Recently, I’ve noticed that some of our APs (2 or 3 out of 41) are losing their “adopted” status, and then they restart the whole adoption process, which in turn is completed with no errors. I’ve searched the logs and the event history but I found nothing that could help me except for the following logs:
- 2021-04-27 09:40:31:Received OK from cfgd, adoption complete to 19.F7.E4.0D
- 2021-04-27 09:40:31:Waiting for cfgd OK, adopter should be 19.F7.E4.0D
- 2021-04-27 09:40:31:Adoption state change: 'Connecting to adopter' to 'Waiting for Adoption OK'
- 2021-04-27 09:40:28:Adoption state change: 'No adopters found' to 'Connecting to adopter'
- 2021-04-27 09:40:28:Try to adopt to 19.F7.E4.0D (cluster master 19.F7.E4.0D in adopters)

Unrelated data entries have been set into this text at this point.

PR #2779, opened 2024-02-21
Fix wrong admonition color on initial render

kacperkapusciak:
### Before

https://github.com/software-mansion/react-native-gesture-handler/assets/39658211/04f2494a-ba8f-40dc-a850-f53e6df03d9e

### After

https://github.com/software-mansion/react-native-gesture-handler/assets/39658211/a618b26a-9af7-4a5f-9805-bb4c7b21e894


patrycjakalinska (approved):
Approved 🚀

- 2021-04-27 09:40:28:MLCP created VLAN link on VLAN 99, offer from B4-C7-99-F7-E4-0D
- 2021-04-27 09:40:28:Sending MLCP Request to B4-C7-99-F7-E4-0D vlan 99
- 2021-04-27 09:40:04:Adoption state change: 'Waiting to retry' to 'No adopters found'
- 2021-04-27 09:39:54:cfgd notified dpd2 of unadoption, restart adoption after 10 seconds
- 2021-04-27 09:39:54:Adoption state change: 'Adopted' to 'Waiting to retry'
- 2021-04-27 09:39:54:Adopter 19.F7.E4.0D is no longer reachable, cfgd notified
- 2021-04-27 09:39:54:All adopters lost, restarting MLCP
- 2021-04-27 09:39:53:MLCP link vlan-99 offerer 19.F7.E4.0D lost, restarting discovery
Vlan 99 is the virtual interface we use on APs and controller for management purposes. If I understand correctly, the connection between the AP and the controller on this VLAN keeps failing for some reason. All networking devices are permanently monitored (icmp ping every 5 seconds) and I could found no downtimes on both the AP or the controller, so for all I know, the connection shouldn’t have failed at any moment. There are no differences in configuration between these APs and all the others, so this is a dead end too.
Could you please advise me regarding why these APs keep losing their adopted status?
The APs models are AP7522 and AP7532 running firmware 126.96.36.199-006R and the controller model is RFS4000
Best answer by Chris Kelly
Possibly a congestion issue then on that VLAN? Are you able to prioritize the MINT traffic? (EF, DSCP 46)
Is it possible that there’s an network MTU limitation between just these 2-3 APs and the controller? (And the limitation doesn’t come into play for the rest of the APs?)
To test MINT MTU, run this:
#ping <controller IP> size 1500 dont-fragment
If the replies fail, then so will the MINT traffic, which is 1500 bytes by default and can be adjusted as needed. The MTU value is changed within the same mint policy section shown below. The command is just: mtu <value>
You can also change the MINT priority for MINT devices (controllers and APs).
To change, go into the mint-policy on the controller.
#(config) mint-policy global-default
#(config-mint-policy-global-default)#router packet priority 5
There’s also a way to relax the timeout settings that causes an AP to interpret when it has lost its adoption. Check these other things first though.